1
votes

I have a HadoopRDD from which I'm creating a first RDD with a simple Map function then a second RDD from the first RDD with another simple Map function. Something like :

HadoopRDD -> RDD1 -> RDD2.

My question is whether Spak will iterate over the HadoopRDD record by record to generate RDD1 then it will iterate over RDD1 record by record to generate RDD2 or does it ietrate over HadoopRDD and then generate RDD1 and then RDD2 in one go.

2

2 Answers

3
votes

Short answer: rdd.map(f).map(g) will be executed in one pass.

tl;dr

Spark splits a job into stages. A stage applied to a partition of data is a task.

In a stage, Spark will try to pipeline as many operations as possible. "Possible" is determined by the need to rearrange data: an operation that requires a shuffle will typically break the pipeline and create a new stage.

In practical terms:

Given `rdd.map(...).map(..).filter(...).sort(...).map(...)`

will result in two stages:

.map(...).map(..).filter(...)
.sort(...).map(...)

This can be retrieved from an rdd using rdd.toDebugString The same job example above will produce this output:

val mapped = rdd.map(identity).map(identity).filter(_>0).sortBy(x=>x).map(identity)

scala> mapped.toDebugString
res0: String = 
(6) MappedRDD[9] at map at <console>:14 []
 |  MappedRDD[8] at sortBy at <console>:14 []
 |  ShuffledRDD[7] at sortBy at <console>:14 []
 +-(8) MappedRDD[4] at sortBy at <console>:14 []
    |  FilteredRDD[3] at filter at <console>:14 []
    |  MappedRDD[2] at map at <console>:14 []
    |  MappedRDD[1] at map at <console>:14 []
    |  ParallelCollectionRDD[0] at parallelize at <console>:12 []

Now, coming to the key point of your question: pipelining is very efficient. The complete pipeline will be applied to each element of each partition once. This means that rdd.map(f).map(g) will perform as fast as rdd.map(f andThen g) (with some neglectable overhead)

0
votes

Apache Spark will iterate over the HadoopRDD record by record in no specific order (data will be split and sent to the workers) and "apply" the first transformation to compute RDD1. After that, the second transformation is applied to each element of RDD1 to get RDD2, again in no specific order, and so on for successive transformations. You can notice it from the map method signature:

// Return a new RDD by applying a function to all elements of this RDD.
def map[U](f: (T) ⇒ U)(implicit arg0: ClassTag[U]): RDD[U]

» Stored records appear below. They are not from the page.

PR #427, opened 2016-01-20
android: enable std::bind

andyLiuChina:
define BIND as std::bind which declare in c++11,
so we should add compiling option -std=c++11.

### DIFF
--- a/interface/VideoCommonDefs.h
+++ b/interface/VideoCommonDefs.h
@@ -28,17 +28,21 @@
 #ifdef __cplusplus
 #ifdef ANDROID
 #include <memory>
+#include <functional>
 #else
 #include <tr1/memory>
+#include <tr1/functional>
 #endif
 namespace YamiMediaCodec{
 #ifdef ANDROID
+    #define Bind std::bind
     #define SharedPtr std::shared_ptr
     #define WeakPtr std::weak_ptr
     #define DynamicPointerCast std::dynamic_pointer_cast
     #define StaticPointerCast std::static_pointer_cast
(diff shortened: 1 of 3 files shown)


xuguangxin:
+1

interface/VideoCommonDefs.h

Apache Spark follows a DAG (Directed Acyclic Graph) execution engine. It won't actually trigger any computation until a value is required, so you have to distinguish between transformations and actions.

EDIT:

In terms of performance, I am not completely aware of the underlying implementation of Spark, but I understand there shouldn't be a significant performance loss other than adding extra (unnecessary) tasks in the related stage. From my experience, you don't normally use transformations of the same "nature" successively (in this case two successive map's). You should be more concerned of performance when shuffling operations take place, because you are moving data around and this has a clear impact on your job performance. Here you can find a common issue regarding that.